Your task is to reproduce exactly the lines from the line with "Feature/dss100 sc 79583" through the end of the records below.

::::

PR #218, opened 2022-02-21
Feature/dss100 sc 79583 drift ser create a ser with a reference dataset

pmmayne:
Companion PR https://github.com/dataiku/dip/pull/15247


michaelbourhis (approved):
LGTM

::::

■ Exercise response
Feature/dss100 sc 79583 drift ser create a ser with a reference dataset

pmmayne:
Companion PR https://github.com/dataiku/dip/pull/15247


michaelbourhis (approved):
LGTM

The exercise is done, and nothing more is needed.